- YOUR INSTRUCTIONS
The complete listing should be transcribed precisely.

- SUPPLIED RECORDS
PR #3667, opened 2020-11-24
Rework generic KeyStoreOptions

vietj:


src/main/java/io/vertx/core/net/KeyStoreOptionsBase.java
```diff
@@ -0,0 +1,170 @@
...
+ *
+ * @author <a href="mailto:julien@julienviet.com">Julien Viet</a>
+ * @author <a href="http://tfox.org">Tim Fox</a>
+ */
+class KeyStoreOptionsBase implements KeyCertOptions, TrustOptions {
+
+  private KeyStoreHelper helper;
+  private String type;
+  private String password;
+  private String path;
```
sberyozkin, line 37: @vietj Hi Julien - it looks good, can this base class include `provider` now ?

vietj: yes, but how can we test it ?

pmlopes: I think you can use "jce" as provider to load a jceks file. Although this provider is always present if I'm not mistaken.

vietj: ok, I'll have a look, perhaps we can write an integration test with a mock provider that delegates to JCE ?

vietj: it is actually used `KeyStore.getInstance("JKS").getProvider().getName()` that returns the _SUN_ value

vietj:
I updated the PR with the provider, I think now this is ready for review.

src/main/java/io/vertx/core/net/KeyStoreOptions.java
```diff
@@ -26,33 +27,29 @@
...
- * options.setKeyStore(new KeyStoreOptions().setType("JKS").setPath("/mykeystore.jks").setPassword("foo"));
+ * options.setKeyCertOptions(new KeyStoreOptions().setType("JKS").setPath("/mykeystore.jks").setPassword("foo"));
  * </pre>
  *
  * Or directly provided as a buffer:
  *
  * <pre>
  * Buffer store = vertx.fileSystem().readFileBlocking("/mykeystore.jks");
- * options.setKeyStore(new JKSOptions().setType("JKS").setValue(store).setPassword("foo"));
+ * options.setKeyCertOptions(new JKSOptions().setType("JKS").setValue(store).setPassword("foo"));
```
pmlopes, line 37: `new KeyStoreOptions()`

pmlopes (approved):
Just a small typpo on the javadoc

PR #3669, opened 2020-11-25
Intermittent failure in testClusteredUnregistration

tsegismont:
The test failed intermittently with Hazelcast on CI.
It failed consistently with Vert.x nodes configured as lite members of the Hazelcast cluster.

When a subscription is removed, it can take some time before the cluster manager invokes our listeners.
It is then possible that we still have in cache a registration that has been effectively removed.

- ANSWER BELOW
PR #3667, opened 2020-11-24
Rework generic KeyStoreOptions

vietj:


src/main/java/io/vertx/core/net/KeyStoreOptionsBase.java
```diff
@@ -0,0 +1,170 @@
...
+ *
+ * @author <a href="mailto:julien@julienviet.com">Julien Viet</a>
+ * @author <a href="http://tfox.org">Tim Fox</a>
+ */
+class KeyStoreOptionsBase implements KeyCertOptions, TrustOptions {
+
+  private KeyStoreHelper helper;
+  private String type;
+  private String password;
+  private String path;
```
sberyozkin, line 37: @vietj Hi Julien - it looks good, can this base class include `provider` now ?

vietj: yes, but how can we test it ?

pmlopes: I think you can use "jce" as provider to load a jceks file. Although this provider is always present if I'm not mistaken.

vietj: ok, I'll have a look, perhaps we can write an integration test with a mock provider that delegates to JCE ?

vietj: it is actually used `KeyStore.getInstance("JKS").getProvider().getName()` that returns the _SUN_ value

vietj:
I updated the PR with the provider, I think now this is ready for review.

src/main/java/io/vertx/core/net/KeyStoreOptions.java
```diff
@@ -26,33 +27,29 @@
...
- * options.setKeyStore(new KeyStoreOptions().setType("JKS").setPath("/mykeystore.jks").setPassword("foo"));
+ * options.setKeyCertOptions(new KeyStoreOptions().setType("JKS").setPath("/mykeystore.jks").setPassword("foo"));
  * </pre>
  *
  * Or directly provided as a buffer:
  *
  * <pre>
  * Buffer store = vertx.fileSystem().readFileBlocking("/mykeystore.jks");
- * options.setKeyStore(new JKSOptions().setType("JKS").setValue(store).setPassword("foo"));
+ * options.setKeyCertOptions(new JKSOptions().setType("JKS").setValue(store).setPassword("foo"));
```
pmlopes, line 37: `new KeyStoreOptions()`

pmlopes (approved):
Just a small typpo on the javadoc

PR #3669, opened 2020-11-25
Intermittent failure in testClusteredUnregistration

tsegismont:
The test failed intermittently with Hazelcast on CI.
It failed consistently with Vert.x nodes configured as lite members of the Hazelcast cluster.

When a subscription is removed, it can take some time before the cluster manager invokes our listeners.
It is then possible that we still have in cache a registration that has been effectively removed.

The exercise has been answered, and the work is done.